(Records from a data collection)
PR #3567, opened 2022-08-26
Connect the review changes button and its tooltip

KittyGiraudel:
At the moment, the “review changes” button which indicates the edit status of the open document, is not semantically connected to the tooltip it triggers. This pull-request intends to address this by creating a relationship between both nodes using `aria-describedby`. 

Screenshot 2022-08-26 at 13 21 41

**However**, this is not a perfect fix, because the tooltip is being added and removed from the DOM, but the `aria-describedby` attribute is not. This causes the toggle to reference an unknown ID with `aria-describedby` when the tooltip is not visible (since it’s the only time it’s actually in the DOM).

A simple fix for that would be for the toggle to be able to know if the tooltip is currently visible, but that doesn’t appear to be possible with the current tooltip component. I feel like the latter would benefit from a proper rewrite to use a hook or render props to convey its state to the toggle but that’s for another day.

After discussion with @hidde, we agreed that this would be marginally better than the current situation since some assistive technologies can pick up that newly formed relationship (but not all, due to the aforementioned issue).


vicbergquist (approved):
LGTM, thanks!

Issue #3495, opened 2022-08-10
Reference field is disabled initially


kmelve:
### Discussed in https://github.com/sanity-io/sanity/discussions/3391

<div type='discussions-op-text'>

<sup>Originally posted by **fabien** July  4, 2022</sup>
When no reference has been assigned yet, a field of type `reference` is disabled initially:

<img width="606" alt="image" src="https://user-images.githubusercontent.com/2749/177103335-c565f98f-41e5-497c-b4cd-393bad6fbb4f.png">

It's only after clicking 'Create new' and removing that draft again, that the search/autocomplete field will become enabled, in order to select a pre-existing item from the list.</div>

skogsmaskin:
This is now fixed.

PR #3568, opened 2022-08-26
Fix issue where reference input autocomplete was disabled

skogsmaskin:
Fixes https://github.com/sanity-io/sanity/issues/3495


bjoerge (approved):
Good catch! 🕵🏼

PR #3569, opened 2022-08-26
Add an accessible name to the presence menu button

KittyGiraudel:
The button that opens the presence menu (where one can see who else is interacting with the current document) does not have any accessible name. This is a problem for people using screen-readers. This pull-request addresses this issue by adding a customizable label.

Screenshot 2022-08-26 at 13 33 05

Related WCAG 2.1 SC: [4.1.2 Name, Role and Value](https://www.w3.org/WAI/WCAG21/quickref/?versions=2.1#name-role-value)


RitaDias (approved):
Looks good! Thank you for your help ❤️

PR #3570, opened 2022-08-26
Remove unnecessary tabindex attribute

KittyGiraudel:
There is no reason for that title to be focusable. It’s not an interactive element and should not have a `tabindex` attribute.

If it needs to be focused programmatically (which it shouldn’t but we never know), `tabindex="-1"` should be used instead so it remains focusable via `.focus()`. Let me know if I should update the PR. :)


vicbergquist (approved):
LGTM, thank you!

PR #3577, opened 2022-08-29
feat(sanity): expose router

mariuslundgard:
### Description

- This change moves router-specific exports from `sanity/_unstable` to `sanity`.

```ts
// BEFORE THIS CHANGE
import {route, useRouter, useStateLink} from 'sanity/_unstable'

// WITH THIS CHANGE
import {route, useRouter, useStateLink} from 'sanity'
```

- This change revises the properties exposed by the various router hooks (rename `handleClick => onClick`).
- This change adds `@internal` to some exported members.

### What to review

- That the moved exported members are now importable using the `sanity` export instead of the `sanity/_unstable` export.

### Notes for release

n/a


rexxars (approved):
👍

PR #3580, opened 2022-08-29
fix(form): handle number and boolean changes in `elementProps`

rexxars:
### Description

The `onChange` handler of `elementProps` did not account for non-string types, emitting patches that used strings instead of number/boolean. This PR makes the change handler check the schema type for the item in question and emits patches of the corresponding type, using `valueAsNumber` for numbers and `checked` for booleans. Empty strings and `NaN` values are treated as "unset this field".

Also removes the custom `onChange` handler from the boolean input, which seems like a win?

### What to review

That all primitive inputs work as expected (numbers, strings, booleans)

### Notes for release

None, since the `elementProps` change has yet to be released.

### DIFF
--- a/packages/sanity/src/form/inputs/BooleanInput.tsx
+++ b/packages/sanity/src/form/inputs/BooleanInput.tsx
@@ -1,9 +1,6 @@
-/* eslint-disable import/no-unresolved */
-
-import React, {useCallback} from 'react'
+import React from 'react'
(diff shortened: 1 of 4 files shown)


hermanwikner (approved):
Thank you, works good! 👍

bjoerge (approved):
Yay!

● Task item: Word for word, transcribe each of the entries above.

● Response to this exercise:
PR #3567, opened 2022-08-26
Connect the review changes button and its tooltip

KittyGiraudel:
At the moment, the “review changes” button which indicates the edit status of the open document, is not semantically connected to the tooltip it triggers. This pull-request intends to address this by creating a relationship between both nodes using `aria-describedby`. 

Screenshot 2022-08-26 at 13 21 41

**However**, this is not a perfect fix, because the tooltip is being added and removed from the DOM, but the `aria-describedby` attribute is not. This causes the toggle to reference an unknown ID with `aria-describedby` when the tooltip is not visible (since it’s the only time it’s actually in the DOM).

A simple fix for that would be for the toggle to be able to know if the tooltip is currently visible, but that doesn’t appear to be possible with the current tooltip component. I feel like the latter would benefit from a proper rewrite to use a hook or render props to convey its state to the toggle but that’s for another day.

After discussion with @hidde, we agreed that this would be marginally better than the current situation since some assistive technologies can pick up that newly formed relationship (but not all, due to the aforementioned issue).


vicbergquist (approved):
LGTM, thanks!

Issue #3495, opened 2022-08-10
Reference field is disabled initially


kmelve:
### Discussed in https://github.com/sanity-io/sanity/discussions/3391

<div type='discussions-op-text'>

<sup>Originally posted by **fabien** July  4, 2022</sup>
When no reference has been assigned yet, a field of type `reference` is disabled initially:

<img width="606" alt="image" src="https://user-images.githubusercontent.com/2749/177103335-c565f98f-41e5-497c-b4cd-393bad6fbb4f.png">

It's only after clicking 'Create new' and removing that draft again, that the search/autocomplete field will become enabled, in order to select a pre-existing item from the list.</div>

skogsmaskin:
This is now fixed.

PR #3568, opened 2022-08-26
Fix issue where reference input autocomplete was disabled

skogsmaskin:
Fixes https://github.com/sanity-io/sanity/issues/3495


bjoerge (approved):
Good catch! 🕵🏼

PR #3569, opened 2022-08-26
Add an accessible name to the presence menu button

KittyGiraudel:
The button that opens the presence menu (where one can see who else is interacting with the current document) does not have any accessible name. This is a problem for people using screen-readers. This pull-request addresses this issue by adding a customizable label.

Screenshot 2022-08-26 at 13 33 05

Related WCAG 2.1 SC: [4.1.2 Name, Role and Value](https://www.w3.org/WAI/WCAG21/quickref/?versions=2.1#name-role-value)


RitaDias (approved):
Looks good! Thank you for your help ❤️

PR #3570, opened 2022-08-26
Remove unnecessary tabindex attribute

KittyGiraudel:
There is no reason for that title to be focusable. It’s not an interactive element and should not have a `tabindex` attribute.

If it needs to be focused programmatically (which it shouldn’t but we never know), `tabindex="-1"` should be used instead so it remains focusable via `.focus()`. Let me know if I should update the PR. :)


vicbergquist (approved):
LGTM, thank you!

PR #3577, opened 2022-08-29
feat(sanity): expose router

mariuslundgard:
### Description

- This change moves router-specific exports from `sanity/_unstable` to `sanity`.

```ts
// BEFORE THIS CHANGE
import {route, useRouter, useStateLink} from 'sanity/_unstable'

// WITH THIS CHANGE
import {route, useRouter, useStateLink} from 'sanity'
```

- This change revises the properties exposed by the various router hooks (rename `handleClick => onClick`).
- This change adds `@internal` to some exported members.

### What to review

- That the moved exported members are now importable using the `sanity` export instead of the `sanity/_unstable` export.

### Notes for release

n/a


rexxars (approved):
👍

PR #3580, opened 2022-08-29
fix(form): handle number and boolean changes in `elementProps`

rexxars:
### Description

The `onChange` handler of `elementProps` did not account for non-string types, emitting patches that used strings instead of number/boolean. This PR makes the change handler check the schema type for the item in question and emits patches of the corresponding type, using `valueAsNumber` for numbers and `checked` for booleans. Empty strings and `NaN` values are treated as "unset this field".

Also removes the custom `onChange` handler from the boolean input, which seems like a win?

### What to review

That all primitive inputs work as expected (numbers, strings, booleans)

### Notes for release

None, since the `elementProps` change has yet to be released.

### DIFF
--- a/packages/sanity/src/form/inputs/BooleanInput.tsx
+++ b/packages/sanity/src/form/inputs/BooleanInput.tsx
@@ -1,9 +1,6 @@
-/* eslint-disable import/no-unresolved */
-
-import React, {useCallback} from 'react'
+import React from 'react'
(diff shortened: 1 of 4 files shown)


hermanwikner (approved):
Thank you, works good! 👍

bjoerge (approved):
Yay!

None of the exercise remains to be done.